There's just one small catch.
Some of the earlier deals in the set have question marks after some of the double dummy results:
deal 0: S A Q T 7 2 H 4 2 D Q 9 3 C 9 7 2 S 9 8 3 S 5 H A J T 7 5 H 9 6 3 D J 4 D K T 8 7 6 2 C K T 5 C A J 6 S K J 6 4 H K Q 8 D A 5 C Q 8 4 3 West to lead; S trumps CK: 300? CT: 400? C5: 400? DJ: 400? D4: 400? HA: 300? HJ: 400? H7: 400? H5: 400? S9: 400? S3: 400?
In this case, the first 32 deals have ? after all results, and the remaining 68 have none - though on other occasions, some deals have ? for some play cards and not for other played cards.
And most importantly - some of the scores with ? are incorrect.
Look at what happens when we get to the crucial card at trick 10 in gwnn's case.
The first simulated deal:
deal 0: S J H Q 8 D --- C --- S --- S --- H A J T H 4 D --- D 6 C K C Q S --- H 9 6 D --- C J West to play to H2, H3, HK; S trumps N/S have taken 9 tricks HA: -1430? HJ: 100?

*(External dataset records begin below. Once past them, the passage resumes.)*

PR #2569, opened 2024-01-18
fix(java): correct url for monitoring client

millotp:
## 🧭 What and Why

Following #2561, use the correct url for java, and rework the generators to use the already read spec file, and the correct types for servers.


generators/src/main/java/com/algolia/codegen/AlgoliaScalaGenerator.java
```diff
@@ -90,6 +90,12 @@ private String typeToName(String content) {
     return content.trim().replace("[", "Of").replace("]", "").replace(".", "").replace(", ", "");
   }
 
+  @Override
```
morganleroi, line 93: How did the client worked without this ?

millotp: it was called line 80 before, I just changed the way the function work so I had to move it here

morganleroi (approved):
Puuurfect !

PR #2570, opened 2024-01-18
fix(cts): client test for monitoring

millotp:
## 🧭 What and Why

following #2561, we need to add tests to make sure every implementation is correct


millotp:
this is expecting to fail until all languages support it.

Fluf22 (approved):
One more to go

PR #2595, opened 2024-01-22
fix(specs): correct `searchSynonyms` parameters

morganleroi:
## 🧭 What and Why

🎟 JIRA Ticket: -

### Changes included:

The parameters of the `searchSynonyms` method are in fact body parameters and not query parameters, this PR also fixes the browse helpers


morganleroi:
@millotp @shortcuts do you an idea why this change broke the CTS generation ?

specs/search/paths/synonyms/searchSynonyms.yml
```diff
@@ -24,6 +21,12 @@ post:
           properties:
             query:
               $ref: '../../../common/schemas/SearchParams.yml#/query'
+            type:
+              $ref: './common/parameters.yml#/SynonymType'
```
shortcuts, line 25: I guess `type` is reserved in many languages and fails?

morganleroi: But it's only the CTS that fails to generate. `Error in searchSynonyms with all parameters: Parameter type not found in the root parameter`

I'll try to dig into the generator.

shortcuts: yup that's weird but if you try to gen the python client it doesn't work 🤔

shortcuts (approved):
great catch!! gg

PR #15, opened 2019-07-09
Add partners section

solazio:
## Done

- Add partners sections for home page

## Issue

Fixes https://github.com/canonical-web-and-design/web-squad/issues/1372


static/js/dynamic-image-load.js
```diff
@@ -0,0 +1,43 @@
+(function () {
+  var partners = document.querySelectorAll('.js-container');
```
anthonydillon: `js-container` seems vague. Can you use a more specific class such as `js-partner-logos` or something.

static/js/dynamic-image-load.js
```diff
@@ -0,0 +1,43 @@
...
+  var partnerLinks = document.querySelectorAll('.js-link');
```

The question-marked figures say that playing the heart Ace will allow the slam to make - and the J will cause it to go down!
In fact, the first 44 simulated hands all have the same conclusion.

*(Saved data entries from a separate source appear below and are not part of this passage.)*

PR #24, opened 2019-08-06
Add home page animations

### LINKED ISSUE #23: [c.c 19-32] Add animations to c.c home page
- [x] Add animations
- [x] Add links to the he logos in the `Product` section
- [x] Add more space after the last line of text in the footer

solazio:
## Done

- Add home page animations

## QA
- Go to [http://0.0.0.0:8002/](http://0.0.0.0:8002/) and make sure there are animations on the page.
- Please test it in multiple browsers.

## Issue

Fixes #23

### DIFF
--- a/static/sass/_pattern_animations.scss
+++ b/static/sass/_pattern_animations.scss
@@ -1,0 +1,55 @@
+@mixin canonical-u-animations {
+  .u-animation--slide-from-bottom {
+    opacity: 0;
+    animation: slide-from-bottom map-get($animation-duration, sleepy) linear
+      forwards;
+  }
+
+  .u-animation--slide-from-right {
+    opacity: 0;
+    animation: slide-from-right map-get($animation-duration, sleepy) linear
+      forwards;
+  }
+
+  .u-animation--slide-from-top {
+    opacity: 0;
+    animation: slide-from-top map-get($animation-duration, sleepy) linear
+      forwards;
+  }
+
+  @keyframes slide-from-bottom {
+    0% {
+      opacity: 0;
+      transform: translateY(2rem);
+    }
+
+    100% {
+      opacity: 1;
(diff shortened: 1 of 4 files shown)


static/sass/_pattern_footer.scss
```diff
@@ -13,6 +13,7 @@
     color: $color-mid-light;
     margin-top: -4rem;
     padding-top: 6rem;
+    padding-bottom: 2.5rem;
```
sowasred2012: This line should be above `padding-top`

static/sass/_pattern_animations.scss
```diff
@@ -0,0 +1,55 @@
+@mixin canonical-u-animations {
+  .u-animation--slide-from-bottom {
+    opacity: 0;
+    animation: slide-from-bottom map-get($animation-duration, sleepy) linear
```
sowasred2012: missed this yesterday - `animation` should appear before `opacity` in these three classes

waynecrosby:
The spacing between the product boxes has gone large again, the first set are ok but the ones below aren't. Also, is there a way to take over the scroll a bit with some inertia so that as you scroll down a section and near the end it almost snaps to the next section without being too aggressive and annoying?
Can you also add some padding to the bottom of the Partner section to extend the white down a bit.

solazio:
> The spacing between the product boxes has gone large again, the first set are ok but the ones below aren't. Also, is there a way to take over the scroll a bit with some inertia so that as you scroll down a section and near the end it almost snaps to the next section without being too aggressive and annoying?
> Can you also add some padding to the bottom of the Partner section to extend the white down a bit.

@waynecrosby I fixed the spacing and added some additional padding to the bottom of partners section. For the scrolling effect I created a new issue https://github.com/canonical-web-and-design/web-squad/issues/1532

On deal #44 (0-indexed!), it gets it right for the first time:
deal 44: S J H Q 8 D --- C --- S --- S --- H A J T H 9 D --- D 6 C K C Q S --- H 6 4 D --- C J West to play to H2, H3, HK; S trumps N/S have taken 9 tricks mismatch 16.00 HA: 100 HJ: -1430
Note that there is nothing special about this deal that separates it from the others - the exact same hand with East left with holding 9-6-Q appeared several times in the first 44.
On deal 45 it's also correct, but 8 of the next 19 hands it has the incorrect figures, before all others are correct.
So as the final result, on 52 of the 100 hands, it believes ducking is required to beat the contract - when it isn't true once. When it combines 52*100 and 48*-1430, you get 63440 - which it provides as its final output:
HJ: -634.40 -> 0.68 HA: -695.60 -> -0.68 I play HJ
Oops.
I took a second example, posted by bixby a few months ago, where throws away its high card on trick 10 in a no-win, rarely-tie, mostly-lose scenario.
Is this because it was unlucky and every hand it simulated resulted in the equals case?
On my run, it found the equals case just 5 times - no question marks:
HK: -690 HT: -690
On 19 occasions, it had a definitive value for the heart T, but thought - with a question mark - that throwing the king would get a *better* score
HK: -630? HT: -660
On the other 76, it came up with the right values:
HK: -690 HT: -660
In this case, that was enough to weight it to making the correct play (it chooses 8 among equals after the analysis):
HT: -661.50 -> 0.57 HK: -678.60 -> -0.57 I play H8
But given it's capable of including completely wrong dummy double analysis scores in its calculations, it's no longer surprising with a smaller / different set of hands that the incorrect ones could end up biasing the results enough to play the wrong card.
--
Note that it's quite possible that BBO have improved the play engine of GIB since v21, which is the one tested here, though all reports have been that they haven't touched it other than forcing it to lead an ace against 7NT.
Conclusion: I don't know why GIB's "double dummy" analysis causes it to give correct scores for some cards, and incorrect scores for others. Clearly, this is a deliberate part of the program, due to the fact it it marking potentially wrong figures with a question mark (they're not all incorrect) - not that it is intentionally making mistakes, but I assume it is running some sort of optimization that speeds up the double dummy calculations rather than guaranteeing correct output.
If this is required for some reason, why it does not at least switch to guaranteed correct output at least for later in the play when this should be fast, I also don't know.
But at least I know more than I did.